Loading of data is done by assigning a file.path to the function's filepath
variable.
database <- Combine_databases(kegg_brite_20191208, kegg_module_20190723)
All of the preprocessing is handled by the Pre_process_input
function.
This function consecutively performs the following tasks:
- Data Loading
- Normalization -> Default normalization method between samples and by bin
- Filtering -> the choice between Mean Absolute Deviation ('MAD') and based on Standard Deviation ('stdev')
RNAseq.data <- Pre_process_input(file.path,
database = annotation.db.path,
normalize.method = T,
filter.method ='MAD',
filter.low.coverage = T)
In this vignette, the Pearson Correlation and the Normalized Rank Euclidean Distance are used. The user is free to implement different metrics, as long as the function parameters are identical to the ones in the example PC and NRED functions. In these examples, rowA and rowB are rows from RNAseq.data$table.

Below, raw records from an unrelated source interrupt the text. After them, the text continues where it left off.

Issue #1555, opened 2026-01-31
Checkboxes/Radios are solid blocks in Light Mode


hnsylzg:
### Compositor

- [ ] Niri
- [x] Hyprland
- [ ] MangoWC (dwl)
- [ ] Sway

### Distribution

- [x] Arch Linux
- [ ] CachyOS
- [ ] Fedora
- [ ] NixOS
- [ ] Debian
- [ ] Ubuntu
- [ ] Gentoo
- [ ] OpenSUSE
- [ ] Other (specify below)

### dms doctor -v

dms doctor -v                                                                         ✔

██████╗  █████╗ ███╗   ██╗██╗  ██╗
██╔══██╗██╔══██╗████╗  ██║██║ ██╔╝
██║  ██║███████║██╔██╗ ██║█████╔╝
██║  ██║██╔══██║██║╚██╗██║██╔═██╗
██████╔╝██║  ██║██║ ╚████║██║  ██╗
╚═════╝ ╚═╝  ╚═╝╚═╝  ╚═══╝╚═╝  ╚═╝

 System Health Check

──────────────────────────────────────

  System
    ● Operating System ····· Arch Linux
      └─ ID: arch, Version: rolling, Arch: amd64
    ● Architecture ········· amd64
    ● Display Server ······· Wayland
      └─ WAYLAND_DISPLAY=wayland-1

  Versions
    ● DMS CLI ·············· dms v1.2.0-100-g15dc91f7
      └─ /usr/bin/dms
    ● Quickshell ··········· quickshell 0.2.1, revision 1e4d804e7f3fa7465811030e8da2bf10d544426a,distributed by: AUR (package: quickshell-git)
      └─ /usr/bin/qs
    ● DMS Shell ············ v1.4-unstable
      └─ /usr/share/quickshell/dms

  Installation
    ● DMS Configuration ···· Found
      └─ /usr/share/quickshell/dms
    ● shell.qml ············ Present
      └─ /usr/share/quickshell/dms/shell.qml
    ○ Install Type ········· System package
      └─ /usr/share/quickshell/dms

  Compositor
    ● Hyprland ············· 0.53.2
      └─ /usr/bin/hyprland
    ○ Active ··············· Hyprland

  Quickshell Features
    ● Polkit ··············· Available
      └─ Authentication prompts
    ● IdleMonitor ·········· Available
      └─ Idle detection
    ● IdleInhibitor ········ Available
      └─ Prevent idle/sleep
[...]

PR #2523, opened 2026-05-29
feat(Themes): add support for GTK3 dynamic theming

euletheia:
## 'Proof of concept'

Instead of overriding named colors of all GTK3 themes via the config directory file, override only named colors for each variant of the adw-gtk3 theme (light and dark), and let GTK3 apps switch theme variant depending on the value of org.gnome.desktop.interface color-scheme.

This implies :
- that GTK3 apps will auto adjust their theme in real time, without having to restart them ;
- and that we can get rid of the stylesheet duplicata in the `gtk-light-colors.css` matugen template[^1].

[^1]: At least my tests showed no blatant issue without those 8000 LOC.

However, the main shortcoming of this method is having to rely on the adw-gtk3 theme being installed in the user themes directory[^2] when package managers will install it system-wide in `/usr/share`.

[^2]: Considering they don't use the legacy `$HOME/.themes` folder.

This also entails that theming GTK3 apps without adw-gtk3 (via the `.config` override) would no longer be provided by DMS (at least I did not write anything to provide a fallback/choice). 

Eventually, I don't know on which side you think the burden should weigh, but a stable solution could be to vendor the theme[^3].

[^3]: with a "dank" prefix to differentiate it from the original ?

Obviously, considering the size of the change, I could have overlooked some issues, but I've been using this patch for roughly a week and it seems stable.

## Screenshots

https://github.com/user-attachments/assets/8c01ff44-2009-4872-b6a3-c2936ea454e8

### DIFF
--- a/quickshell/Common/Theme.qml
+++ b/quickshell/Common/Theme.qml
@@ -144,7 +144,7 @@ Singleton {
         Quickshell.execDetached(["mkdir", "-p", stateDir]);
         // shellDir may be an embedded-UI extraction, which is read-only and
         // unexecutable (dankgo shellapp/shellfs makeReadOnly chmods 0444)
-        Quickshell.execDetached(["bash", shellDir + "/scripts/gtk.sh", configDir, "", shellDir]);
+        Quickshell.execDetached(["bash", shellDir + "/scripts/gtk.sh", configDir, "", "", shellDir]);
         Proc.runCommand("matugenCheck", ["sh", "-c", "command -v matugen"], (output, code) => {
             matugenAvailable = (code === 0) && !envDisableMatugen;
 
@@ -1926,7 +1926,7 @@ Singleton {
         return colors;
     }
 
-    function refreshGtk() {
+    function refreshGtkTheme() {
         const isLight = (typeof SessionData !== "undefined" && SessionData.isLightMode);
         const theme = isLight ? "adw-gtk3" : "adw-gtk3-dark";
         const schema = "org.gnome.desktop.interface";
@@ -1952,6 +1952,15 @@ Singleton {
         });
     }
 
+    function includeGtk3Colors() {
+        const isLight = (typeof SessionData !== "undefined" && SessionData.isLightMode);
+        Proc.runCommand("gtk3Includer", ["bash", shellDir + "/scripts/gtk.sh", configDir, "include", isLight, shellDir], (output, exitCode) => {
+            if (exitCode !== 0) {
+                log.warn(`Failed to include GTK3 colors: ${output}`);
+            }
+        });
+    }
+
     function applyGtkColors() {
         if (!matugenAvailable) {
             if (typeof ToastService !== "undefined") {
@@ -1961,12 +1970,11 @@ Singleton {
         }
 
         const isLight = (typeof SessionData !== "undefined" && SessionData.isLightMode) ? "true" : "false";
-        Proc.runCommand("gtkApplier", ["bash", shellDir + "/scripts/gtk.sh", configDir, isLight, shellDir], (output, exitCode) => {
+        Proc.runCommand("gtkApplier", ["bash", shellDir + "/scripts/gtk.sh", configDir, "apply", isLight, shellDir], (output, exitCode) => {
             if (exitCode === 0) {
                 if (typeof ToastService !== "undefined" && typeof NiriService !== "undefined" && !NiriService.matugenSuppression) {
                     ToastService.showInfo(I18n.tr("GTK colors applied successfully"));
                 }
-                refreshGtk();
             } else {
                 if (typeof ToastService !== "undefined") {
                     ToastService.showError(I18n.tr("Failed to apply %1 colors").arg("GTK"));
@@ -2159,8 +2167,9 @@ Singleton {
             }
 
             if (!pendingThemeRequest) {
-                if (SettingsData.matugenTemplateGtk || root.gtkThemingEnabled) {
-                    applyGtkColors();
+                if (SettingsData.matugenTemplateGtk) {
+                    includeGtk3Colors();
+                    refreshGtkTheme();
                 }
                 return;
             }
--- a/quickshell/Common/Theme.qml
+++ b/quickshell/Common/Theme.qml
@@ -144,7 +144,7 @@ Singleton {
         Quickshell.execDetached(["mkdir", "-p", stateDir]);
         // shellDir may be an embedded-UI extraction, which is read-only and
         // unexecutable (dankgo shellapp/shellfs makeReadOnly chmods 0444)
-        Quickshell.execDetached(["bash", shellDir + "/scripts/gtk.sh", configDir, "", shellDir, "assets-only"]);
+        Quickshell.execDetached(["bash", shellDir + "/scripts/gtk.sh", configDir, "", shellDir]);
         Proc.runCommand("matugenCheck", ["sh", "-c", "command -v matugen"], (output, code) => {
             matugenAvailable = (code === 0) && !envDisableMatugen;
 
@@ -1937,7 +1937,7 @@ Singleton {
                 return `gsettings set ${schema} ${key} '' && gsettings set ${schema} ${key} ${val}`;
             } else {
                 const dconfPath = `/${schema.replace(/\./g, "/")}`;
-                return `dconf write ${dconfPath} ${key} "''" && dconf write ${dconfPath} ${key} "'${val}'"`;
+                return `dconf write ${dconfPath}/${key} "''" && dconf write ${dconfPath}/${key} "'${val}'"`;
             }
         };
 
--- a/quickshell/Common/Theme.qml
+++ b/quickshell/Common/Theme.qml
@@ -1926,6 +1926,32 @@ Singleton {
         return colors;
     }
 
+    function refreshGtk() {
+        const isLight = (typeof SessionData !== "undefined" && SessionData.isLightMode);
+        const theme = isLight ? "adw-gtk3" : "adw-gtk3-dark";
+        const schema = "org.gnome.desktop.interface";
+        const key = "gtk-theme";
+
+        const makeCmd = (tool, schema, val) => {
+            if (tool === "gsettings") {
+                return `gsettings set ${schema} ${key} '' && gsettings set ${schema} ${key} ${val}`;
+            } else {
+                const dconfPath = `/${schema.replace(/\./g, "/")}`;
+                return `dconf write ${dconfPath} ${key} "''" && dconf write ${dconfPath} ${key} "'${val}'"`;
+            }
+        };
+
+        Proc.runCommand("gtkRefresher", ["sh", "-c", makeCmd("gsettings", schema, theme)], (output, exitCode) => {
+            if (exitCode !== 0) {
+                Proc.runCommand("gtkRefreshFallback", ["sh", "-c", makeCmd("dconf", schema, theme)], (output, exitCode) => {
+                    if (exitCode !== 0) {
+                        log.warn("Failed to refresh gtk-theme");
+                    }
+                });
+            }
+        });
+    }
+
     function applyGtkColors() {
         if (!matugenAvailable) {
             if (typeof ToastService !== "undefined") {
@@ -1940,6 +1966,7 @@ Singleton {
                 if (typeof ToastService !== "undefined" && typeof NiriService !== "undefined" && !NiriService.matugenSuppression) {
                     ToastService.showInfo(I18n.tr("GTK colors applied successfully"));
                 }
+                refreshGtk();
             } else {
                 if (typeof ToastService !== "undefined") {
                     ToastService.showError(I18n.tr("Failed to apply %1 colors").arg("GTK"));
@@ -2131,8 +2158,12 @@ Singleton {
                 root.matugenCompleted(currentMode, "error");
             }
 
-            if (!pendingThemeRequest)
+            if (!pendingThemeRequest) {
+                if (SettingsData.matugenTemplateGtk || root.gtkThemingEnabled) {
+                    applyGtkColors();
+                }
                 return;
+            }
 
             const req = pendingThemeRequest;
             pendingThemeRequest = null;
--- a/quickshell/Common/Theme.qml
+++ b/quickshell/Common/Theme.qml
@@ -1952,11 +1952,11 @@ Singleton {
         });
     }
 
-    function includeGtk3Colors() {
+    function patchGtk3colors() {
         const isLight = (typeof SessionData !== "undefined" && SessionData.isLightMode);
-        Proc.runCommand("gtk3Includer", ["bash", shellDir + "/scripts/gtk.sh", configDir, "include", isLight, shellDir], (output, exitCode) => {
+        Proc.runCommand("gtk3Patcher", ["bash", shellDir + "/scripts/gtk.sh", configDir, "patch", isLight, shellDir], (output, exitCode) => {
             if (exitCode !== 0) {
-                log.warn(`Failed to include GTK3 colors: ${output}`);
+                log.warn(`Failed to patch GTK3 colors: ${output}`);
             }
         });
     }
@@ -2168,7 +2168,7 @@ Singleton {
 
             if (!pendingThemeRequest) {
                 if (SettingsData.matugenTemplateGtk) {
-                    includeGtk3Colors();
+                    patchGtk3colors();
                     refreshGtkTheme();
                 }
                 return;
--- a/quickshell/scripts/gtk.sh
+++ b/quickshell/scripts/gtk.sh
@@ -37,7 +37,7 @@ remove_gtk3_include() {
 	local theme_dir="$1"
 	local css_variant="$2"
 	[ "$css_variant" != "-dark" ] && css_variant=""
-	sed -i.backup '/\/\* BEGIN DMS OVERRIDE \*\//,/\/\* END DMS OVERRIDE \*\//d' "${theme_dir}/gtk${css_variant}.css"
+	sed -i '/\/\* BEGIN DMS OVERRIDE \*\//,/\/\* END DMS OVERRIDE \*\//d' "${theme_dir}/gtk${css_variant}.css"
 	return $?
 }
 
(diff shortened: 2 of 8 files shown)


real-or-random:
> This implies :
> 
>  * that GTK3 apps will auto adjust their theme in real time, without having to restart them ;

This will be great.

> 
>   * and that we can get rid of the stylesheet duplicata in the `gtk-light-colors.css` matugen template[1](#user-content-fn-1-9cc3df207228c32d13ca891f39ea6e11).

This would probably also solve #1555 as a side effect.

> This also entails that theming GTK3 apps without adw-gtk3 (via the `.config` override) would no longer be provided by DMS (at least I did not write anything to provide a fallback/choice).

Sounds acceptable to me. The current way of simply overwriting everything with the adw3 light theme is certainly not better. 

> Eventually, I don't know on which side you think the burden should weigh, but a stable solution could be to vendor the theme

 If DMS is committed to adw-gtk3 anyway, it can also ship it. And if a prefix is added, this really keeps it separate from the system installation.

Spoch-dev:
Closing

euletheia:
Following 8f100960cf176f33a21cc207e87d4246dd25578e : 
 - reverted the majority of the changes to the Go and Qml code ;
 - concentrated the logic in the `gtk.sh` script[^1].

[^1]: by recycling the check for adw-gtk3 installation directory introduced by the aforementioned commit.

If iterating over the adw-gtk3 installation directory candidates in order of preference is enough, then I gladly embrace the minimalism of the solution, and there is - I think - no need for any discussion at all.

N.B. : this also reverts part of 8f100960cf176f33a21cc207e87d4246dd25578e (since adw-gtk3 assets healing is no longer needed)

euletheia:
So, I spoke too soon and way too early in the morning and things were not exactly correct to say the least.
Everything should be working now.

real-or-random:
@euletheia Is this ready for testing from your side?

euletheia:
Added the missing update of GTK theme on dms theme change by re-implementing `matugen.go:refreshGTK():910` in `Theme.qml:1958`.

@real-or-random Everything is even more ready and should be working as expected (don't forget to compile dms so that `isDMSGTKActive()` performs its checks on gtk4 files instead of gtk3).

Sorry for the repeated updates.

real-or-random:
Okay, I installed this locally. A few observations.

When I started DMS for the first time, I didn't have a local copy of the theme. DMS greeted me with "failed to apply GTK colors" (or similar). Switching light/dark themes still works, but the colors are wrong. (I think that's exactly what we expect in the case of this error message).

After that first failure, clicking "Apply GTK colors" in Settings results in a confirmation "GTK colors applied succesfully". But the  `gtk.sh` script still failed and the colors didn't work. When I run it manually, I see what's going on: The GTK3 part fails when I run it manually but the failure is not propagated to the exit code:
```
Info: backing up and removing global theme override for gtk3.
sed: couldn't open temporary file /usr/share/themes/adw-gtk3/gtk-3.0/sedd1KOII: Permission denied
sed: couldn't open temporary file /usr/share/themes/adw-gtk3-dark/gtk-3.0/sedruYvaR: Permission denied
GTK4 import already exists
GTK colors applied successfully
```

I copied the theme:
```
cp -r /usr/share/themes/adw-gtk3 ~/.local/share/themes/
cp -r /usr/share/themes/adw-gtk3-dark ~/.local/share/themes/
```

Then the script works, and the colors will be applied even in running apps. At least in light mode. Dark mode colors seem to be the adw-gtk3-dark default, and setting different colors in the DMS settings has no effect on dark mode colors in gtk3 apps. 

And changing colors in running apps is not perfect (both after setting a different color of after toggling light/dark). For some UI elements, a redrawing needs to be forced manulaly For example, the background color of the active search bar in Evolution doesn't change when toggling dark/light mode. Only after starting a new search, it is redrawn and the new color applies. Not sure if anything can be done here or if this is even a bug in Evolution.

Does the initial error message at DMS startup also come from a run of the script? I haven't looked at the code, but shouldn't the script only run when clicking the button? If the error message is a result of script, then Why did the inital run of the script have a bad exit status? I don't know. Maybe ran before matugen and hit this error path?
  
Summary / conclusions:
 - I think we should never try to write to system paths. Vendoring seems like the proper approach to avoid all kinds of issues here.
 - Light/dark switching works well.
 - Matugen colors are not applied in dark mode. (Are you sure that dark mode uses the `adw-gtk3-dark` theme? Shouldn't it use the `gtk-dark.css` file inside the `adw-gtk3` theme? It would make much more sense if a single theme controls both light and dark mode. I think `adw-gtk3-dark` is simply a different theme and we don't need it at all here.)
 - Color changing in running apps is not perfect (but still much better than before).
 - What about this failed to "apply GTK colors" error message at the first DMS startup after installation?  (I didn't see it in further starts of DMS but I already had copied the themes.)


One more thought on the approach in general? Do you have an idea why overriding colors like this works while writing to `~/.config/gtk-3.0/gtk.css` doesn't? It still feels to me like the latter should be the proper approach, and that there should be some way to make it work.

quickshell/Common/Theme.qml
```diff
@@ -2160,8 +2187,12 @@ Singleton {
                 root.matugenCompleted(currentMode, "error");
             }
 
-            if (!pendingThemeRequest)
+            if (!pendingThemeRequest) {
```
bbedward, line 2169: This runs and shows an error toast if adw-gtk3 is not installed, it should be gated better to not run unconditionally (matugenTemplateGtk and gtkTheemingEnabled are more or less, true by default in most cases)

quickshell/scripts/gtk.sh
```diff
@@ -1,111 +1,95 @@
...
+		sed -i "1i\\$gtk4_import" "$gtk_css"
+	else
+		echo "$gtk4_import" >"$gtk_css"
+	fi
+	echo "Updated GTK4 CSS import"
 }
 
-# Repair pass for shells whose gtk.css was linked before asset handling
-# existed; only acts when DMS already manages gtk.css.
-if [ "$4" = "assets-only" ]; then
```
bbedward, line 102: The caller of this still exists in Theme.qml

quickshell/Common/Theme.qml
```diff
@@ -1955,6 +1955,32 @@ Singleton {
...
+        const theme = isLight ? "adw-gtk3" : "adw-gtk3-dark";
+        const schema = "org.gnome.desktop.interface";
+        const key = "gtk-theme";
+
+        const makeCmd = (tool, schema, val) => {
+            if (tool === "gsettings") {
+                return `gsettings set ${schema} ${key} '' && gsettings set ${schema} ${key} ${val}`;
+            } else {
+                const dconfPath = `/${schema.replace(/\./g, "/")}`;
+                return `dconf write ${dconfPath} ${key} "''" && dconf write ${dconfPath} ${key} "'${val}'"`;
```
bbedward: I believe this is malformed, dconf write takes 2 arguments but this would pass 3

quickshell/scripts/gtk.sh
```diff
@@ -1,111 +1,95 @@
...
-
-    link_gtk3_assets "$gtk3_dir"
+	local config_dir="$1"
+
+	# Make sure there's no global override
+	local gtk3_dir_cfg="$config_dir/gtk-3.0"
+	local gtk3_override="$gtk3_dir_cfg/gtk.css"
+	if [ -f "$gtk3_override" ]; then
+		echo "Info: backing up and removing global theme override for gtk3."
+		mv "$gtk3_override" "$gtk3_override.backup"
```
bbedward: The migration path s hould delete file not back it up, its just a symlink

bbedward (changes requested):

euletheia:
@bbedward I've addressed the issues you pointed out in your review in https://github.com/AvengeMedia/DankMaterialShell/pull/2523/commits/335d71e483caacbc45a72cd95e876426d5f2d8e3, except for the lack of guard in the Theme.qml execution block since after @real-or-random tests I realized there was, IMO, a better way of handling things (see https://github.com/AvengeMedia/DankMaterialShell/pull/2523/commits/431e9c80a61508738ff7c6b243dafa99503a8685):

- the check is performed by `gtk.sh` when including theme changes, and the script fails with a warning and no user-side notification if it can't write to a user version of adw-gtk3.

Additionally, in a3fba8fcb6d8fd88d303d2f2d66626a6b255e42e you introduced the `DMS_ENABLE_GTK4_REFRESH` but as I eventually found out, some GTK3 applications rely on [`gtk-application-prefer-dark-theme`](https://docs.gtk.org/gtk3/property.Settings.gtk-application-prefer-dark-theme.html), but also set it directly (either via [`Gtk.Settings`](https://docs.gtk.org/gtk3/class.Settings.html) or via third-party libs such as [`libhandy`](https://gnome.pages.gitlab.gnome.org/libhandy/doc/main/) like `dconf-editor` does), meaning we have to:

1. Overwrite the `gtk-dark.css` of the current `adw-gtk3` variant theme[^1] ;
2. 'Refresh' the `color-scheme` variable so that the app updates its stylesheet.

[^1]: Since `gtk-application-prefer-dark-theme` causes GTK3 apps to use the dark variant of their current theme.

If I'm not mistaken, this `color-scheme` 'refresh' would be needed for all apps relying on `gtk-application-prefer-dark-theme`.
That's why I propose in f19ad82b9c6e240a3041b29ebcd026dd37e9a63c to:

- rename `DMS_ENABLE_GTK4_REFRESH` to the more general `DMS_ENABLE_GTK_REFRESH` ;
- reset the timer between 'refresh' steps to 50ms to avoid any app "flashing" before reloading their correct theme[^2].

[^2]: So far I've been unable to reproduce #2552.

---

@real-or-random Thanks a lot for testing and for your feedback ! You've prompted me to investigate the matter more thoroughly, and caught most of my oversights.

Your issue with Evolution should be fixed now (at least I can't seem to reproduce it right now).

Regarding your questions on this approach to GTK3 "theming", I have attempted to summarise my understanding of the situation below, but note that because _GTK does not support **user** theming in any way_, there's no _"proper"_ way to do it.

### GTK theming[^3]

[^3]: This information is gathered only from my tests and the GTK documentation, I've not delved into the implementation and the project history, so please feel free to correct me.

First, the method on which pretty much every user-side GTK theming relies is to use the global stylesheet override provided through [`$XDG_CONFIG_HOME/gtk-[3|4].0/gtk.css`](https://docs.gtk.org/gtk3/class.CssProvider.html).

GTK3 typically loads that stylesheet at startup and doesn’t reliably pick up changes at runtime, with (at least) one exception : if the theme is changed, a new stylesheet is loaded by the application.

However, the override will stay loaded along with the original theme one, unless we explicitly unset `gtk-theme` (or change it to `default`). It also prevents any visual change whenever `dms` automatically switches from `adw-gtk3` to `adw-gtk3-dark` upon toggling `color-scheme` (since `dank-colors.css` overrides all colors). 

To allow dynamic theming of GTK3 applications, we therefore need to modify the theme stylesheet itself ("include" our colors), then "refresh it" (unload, then load it again via `gsettings set org.gnome.desktop.interface gtk-theme` or the `dconf` equivalent path).

As for the "apply" operation available in DMS settings, it's the preliminary step to theming. DMS handles it by setting an `@import` rule in the global override file that loads the matugen-generated stylesheet.
In the new setup, "apply" for GTK3 means ensuring no global override exists, unless `adw-gtk3` is only installed system-wide. In that case, since we (probably) don't have permission to append our colors to the `adw-gtk3` file, and don't vendor the theme (yet), we need to fall back on the global override solution.

Concerning the `gtk-dark.css` file, it's indeed an alternative mechanism to control theme mode. This will be picked up on startup by GTK3 applications if the [`gtk-application-prefer-dark-theme`](https://docs.gtk.org/gtk3/property.Settings.gtk-application-prefer-dark-theme.html) option is set in `settings.ini`, either in a configuration directory, or in the theme directory itself. BUT it can also be set by the application.

Since, as far as `adw-gtk3` is concerned, both `adw-gtk3-dark` stylesheet and the dark variant of the light theme are the same file, the simplest approach I found is to neutralize the option by putting our dark colors in these files, and the light ones on the remaining file.

real-or-random:
Sorry, too many moving parts.


@bbedward 
I'm trying to test this via a patched of the AUR package that points at the PR branch. The AUR thing worked before the change to bundle quickshell assets in the dms binary. Now after this change, it seems that the gtk.sh can't be found:

```
  Jul 21 09:09:56 dms[93539]:   WARN: Process failed to start, likely because the binary could not be found. Command: QList("/run/user/1000/danklinux-shell/468f944f7286aecf/scripts/gtk.sh", "/home/tim/.config", "include", "true", "/run/user/1000/danklinux-shell/468f944f7286aecf")
```

---

When I download the script and run `apply` and `include` manually, I still see the default theme colors instead of the matugen colors in dark mode.

@euletheia Am I supposed to have a local copy of `gtk3-adw-dark` or only `gtk3-adw`?

bbedward:
Your branch might need rebased? There was a fix for that one of the last couple days.

Easier way to test though is to just run `dms run -c /path/to/dms/quickshell` with your local copy. Or since yours involves a go change you can just `cd core; make` then `dms kill; ./bin/dms run` to run your local copy in full with embedded assets

quickshell/Common/Theme.qml
```diff
@@ -1926,6 +1926,41 @@ Singleton {
...
+                        log.warn("Failed to refresh gtk-theme");
+                    }
+                });
+            }
+        });
+    }
+
+    function includeGtk3Colors() {
+        const isLight = (typeof SessionData !== "undefined" && SessionData.isLightMode);
+        Proc.runCommand("gtk3Includer", [shellDir + "/scripts/gtk.sh", configDir, "include", isLight, shellDir], (output, exitCode) => {
```
bbedward: With the embedded setup this might be the problem, it should be ran explicitly with the interpreter `"bash" "/scripts/gtk.sh"`

bbedward (changes requested):

quickshell/Common/Theme.qml
euletheia: No wonder DMS didn’t pick up the script unless launched via `make dev`... :facepalm:

euletheia:
> @euletheia Am I supposed to have a local copy of `gtk3-adw-dark` or only `gtk3-adw`?

Both are needed.

quickshell/scripts/gtk.sh
```diff
@@ -1,114 +1,243 @@
...
-SHELL_DIR="$3"
+# apply: setup symlinks and config dirs
+# refresh: refresh overrides in adw-gtk3
+MODE="${2:-apply}"
+IS_LIGHT="${3:-light}"
 
 if [ -z "$CONFIG_DIR" ]; then
-    echo "Usage: $0 <config_dir> [is_light] [shell_dir]" >&2
-    exit 1
+	echo "Usage: $0 <config_dir> [apply|include|remove] [is_light] [shell_dir]" >&2
```
real-or-random: These descriptions of the modes don't match: "apply, refresh" vs. "[apply|include|remove]"

quickshell/scripts/gtk.sh
```diff
@@ -1,114 +1,243 @@
...
+		fi
+	done
+	echo "$target"
+}
+
+remove_gtk3_include() {
+	local theme_dir="$1"
+	local css_variant="$2"
+	[ "$css_variant" != "-dark" ] && css_variant=""
+	sed -i.backup '/\/\* BEGIN DMS OVERRIDE \*\//,/\/\* END DMS OVERRIDE \*\//d' "${theme_dir}/gtk${css_variant}.css"
```
real-or-random: Since `remove_gtk3_include()` is called in `do_include`, this backs up the file *with the override* (every time).

I think what the user meaningfully expects is that the `.backup` files are the original unmodified files. I suggest creating these backup file only the first time when we touch the files (and then don't recreate them if they exist). This will make sure that the user has backups of the original theme files in place.

real-or-random (commented):
Great, this now works nicely for me. 👍 

 - The embedded script now runs properly.
 - The colors are now applied correctly in dark mode. 
 - The only thing that I can still observe is the that some rare UI elements (e.g. background color of search box in Evolution) are not updated on a color change, and need a "manual" refresh by interacting with the UI. But this is super minor and I tend to believe it's a bug in gtk3 or in Evolution.

As for further steps, which could happen in a separate PR (this is a maintainer call obviously), I still believe that vendoring the themes would be the cleanest thing to do. Or alternatively, we'll need proper docs that tell the user to have local copies of adw3-gtk and adw3-gtk-dark. If we decide to vendor, then I believe it will be fine to get rid of the fallback override entirely.

euletheia:
Depending on what seems right to the maintainers, I'd be happy to submit a PR for either the docs or the themes vendoring.

quickshell/scripts/gtk.sh
```diff
@@ -1,114 +1,251 @@
 #!/usr/bin/env bash
 
 CONFIG_DIR="$1"
-SHELL_DIR="$3"
+# apply: setup symlinks and config dirs
+# refresh: refresh overrides in adw-gtk3
```
real-or-random: It still doesn't match, I think you want this:
```suggestion
# include: refresh overrides in adw-gtk3
```

euletheia: Yes thank you : seems like I wasn't quite settled on which term to use :)

EDIT: That might be splitting hairs, but I included an additional commit to make the actual behavior clearer.

real-or-random: No I agree, "patch" is much better than "include". :)

real-or-random (approved):
I haven't retested this, but the diff from the tested https://github.com/AvengeMedia/DankMaterialShell/commit/450a535427b7298ef2c6398dd83da7c3847cd875 looks fine to me. Good to go from my side.

real-or-random:
> As for further steps, which could happen in a separate PR (this is a maintainer call obviously), I still believe that vendoring the themes would be the cleanest thing to do. Or alternatively, we'll need proper docs that tell the user to have local copies of adw3-gtk and adw3-gtk-dark. If we decide to vendor, then I believe it will be fine to get rid of the fallback override entirely.

@bbedward What do you think should be the next step?

And big thanks to @euletheia for this PR and for volunteering to work on the next one.

real-or-random:
> > As for further steps, which could happen in a separate PR (this is a maintainer call obviously), I still believe that vendoring the themes would be the cleanest thing to do. Or alternatively, we'll need proper docs that tell the user to have local copies of adw3-gtk and adw3-gtk-dark. If we decide to vendor, then I believe it will be fine to get rid of the fallback override entirely.
> 
> @bbedward What do you think should be the next step?
> 
> And big thanks to @euletheia for this PR and for volunteering to work on the next one.

Friendly ping. @bbedward  The main task is done but it will be hard for users to make use of without either vendoring gadw3-gtk(-dark) or updating the docs.

bbedward:
@real-or-random Vendoring adw-gtk3 is not exactly prohibited but a little shaky since its LGPL licensed and we're modifying it via matugen.

I think I'll go with documenting the install + copying the theme from system to ~/.local/share/themes ourselves in the gtk script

# Calculates the Pearson Correlation
PC <- function(rowA, rowB, RNAseq.features){
return(cor(as.numeric(rowA[RNAseq.features$sample.columns]),
as.numeric(rowB[RNAseq.features$sample.columns])
)
)
}
# Calculates the Normalized Rank Euclidean Distance
NRED <- function(rowA, rowB, RNAseq.features) {
r.A <- as.numeric(rowA[ RNAseq.features$rank.columns ])
r.B <- as.numeric(rowB[ RNAseq.features$rank.columns ])
return(
sum((r.A - r.B) * (r.A - r.B))
)
}
# Combine multiple distance metrics to complement each other.
distance.metrics <- list("NRED" = NRED,
"PC" = PC)
bkgd.individual <- Individual_Annotation_Background(RNAseq.data,
N = 5000,
metrics = distance.metrics,
threads = 3)
bkgd.individual.Zscores <- Calc_Z_scores(bkgd.individual, distance.metrics)
bkgd.traits <- Random_Trait_Background(RNAseq.data,
bkgd.individual.Zscores,
N = 5000,
metrics = distance.metrics,
threads = 4)
pairwise.distances <- Calc_Pairwise_Annotation_Distance(RNAseq.data,
RNAseq.data$features$annotation.db,
distance.metrics,
bkgd.individual.Zscores,
show.progress = F,
threads = 4)
trait.attributes <- Identify_Trait_Attributes(RNAseq.data = RNAseq.data,
pairwise.distances = pairwise.distances,
threads = 4)
trait.attributes.pruned <- Prune_Trait_Attributes(trait.attributes, bkgd.traits,
RNAseq.data,
p.threshold = 0.05,
pairwise.distances = pairwise.distances,
bkgd.individual.Zscores = bkgd.individual.Zscores)
sbs.trait.attributes <- Traitattributes_To_Sbsmatrix(trait.attributes.pruned, RNAseq.data$features$bins)
This sbs.trait.attributes
table is then used for downstream exploration of expression profiles and trait attributes across organisms.